The fun is the mental exercise of trying to fit all the disparate parts together so that some sense is made of it all.

Without such challenges, where would _Star Trek_ fandom be today?


----------



## geminibuildups (Apr 22, 2005)

The modifications created for Brent's spaceship from "Beneath" did not make too much sense to me ....... but I built one anyway. I pretty much made the rear portion of the ship out of "junk" from the plumbing section of ACE hardware. An extra set of Polar Lights Jupiter 2 landing gear came in handy too . Hope you guys like it . 

Geminibuildups
www.geminibuildupstudios.com


----------



## Richard Baker (Aug 8, 2006)

Dave Hussey said:


> If you watch "Planet", "Beneath" and "Escape" in sequence, you will see that the ship is different in each case. In "Beneath". the ship has a long broken fuselage behind it; but its Brent's ship, not Taylor's, so the differences are reasonable.
> 
> But in "Planet" and "Escape", both ships are supposed to be Taylor's ship. In "Planet", the ship looks big enough to accommodate the sleeper section behind the cockpit where Taylor catches a few Z's for a thousand or so years. If you look at the Wilco Models kit, Sarge has done a fair job of showing how everything you see onscren in "Planet" could all fit in.
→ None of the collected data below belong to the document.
PR #383, opened 2023-01-31
#382 - Remember install location for next time when it is set.

### LINKED ISSUE #382: Remember Civ3 Install Location When Set Manually
While setting up C7 on my new laptop, I realized that if you set the Civ3 location with the button, it doesn't remember it when re-launched.  You have to have set Civ3_Home (or have it in the Windows registry) for it to stick.

We should have it remember.  Since setting environment variables tends to require administrator privileges, this is likely via setting it in a config file and then checking that config file.

Side note: I have realized that at least with the Steam version, you have to run Civ3 after installing it for it to show up in the registry.  This makes it slightly more likely to happen on Windows, although this will still mostly benefit non-Windows systems.

QuintillusCFC:
Closes #382 

This results in not having to either set the Civ3_Home environment variable, or manually select the install location every time.  A nice convenience if you don't have Civ3 in the Windows Registry and aren't familiar with environment variables.


WildWeazel (approved):

WildWeazel:
@QuintillusCFC is this still relevant? I seem to remember something related to this going in already

QuintillusCFC:
> @QuintillusCFC is this still relevant? I seem to remember something related to this going in already

Yeah, it is.  You're thinking of https://github.com/C7-Game/Prototype/pull/386, which gives auto-detect on Linux/Mac if the Steam version of Civ3 is findable.

This handles the case where Civ3 isn't findable, regardless of OS.  Rather than setting the Civ3Home environment variable, which is a bit of a tough ask for a non-technical user (I'm not sure I know any non-developers, or at least developer-adjacent professionals, who would know how to do that), you can just select the location once in the UI, and with this update, it'll remember that in the future.

QuintillusCFC:
I'm pretty sure I hadn't merged this because there was a conflict, and I haven't been doing much C7 work since then.  Resolved it tonight (it was easy), now merging.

But with no room for engines or supplies though.
> 
> ...


The Escape ship also had a side hatch which had no way to work with the seen interior even chopped. The TV series premire showed an interior which would work withthe new side hatch, but it bore no resemblence to the movie versions.

.


----------



## geminibuildups (Apr 22, 2005)

The side hatch was a wierd thing. In the television series, it opened with the press of a button, but in Escape, it had to be propped up with a metal pole like the hood of a car.

Geminibuildups
www.geminibuildupstudios.com


----------



## JohnM3 (Jun 5, 2009)

I read in Cloudbusters website the mockup was in 3 sections for transportation so it didn't take that much to just leave off the back sleeper section for escape.Wonder whatever happened to it.The ship from the tv series looks like a different cockup altogether,Wonder how that would function as a boat.I have a site at a campground with an 80 acre lake.It used to be a stone quarry.Only electric motors allowed.A 1/2 scale replica might be neat,John ( wishful thinking) LOL,John


----------



## StarshipClass (Aug 13, 2003)

geminibuildups said:


> The modifications created for Brent's spaceship from "Beneath" did not make too much sense to me ....... but I built one anyway. I pretty much made the rear portion of the ship out of "junk" from the plumbing section of ACE hardware. An extra set of Polar Lights Jupiter 2 landing gear came in handy too . Hope you guys like it .


Beautiful work, there! Your details look dead on.:thumbsup:

You nailed it pretty well. Putting the pilots in there is the icing on the cake.

I imagine the lander resembling the J2 extended upwards conically (higher than what the crash seems to indicate) and faired into the rear section of the capsule. I think the proportions can make sense if you think of the fuel tanks and much of the skin burned completely away.


----------



## geminibuildups (Apr 22, 2005)

Thanks. 

The figures were really an after thought. I had a couple spare old Lunar Models Lost In Space figures lying around so I modified those. 

Here is the original photo I had to work with along with the finished model. I tried to get as close as I could. 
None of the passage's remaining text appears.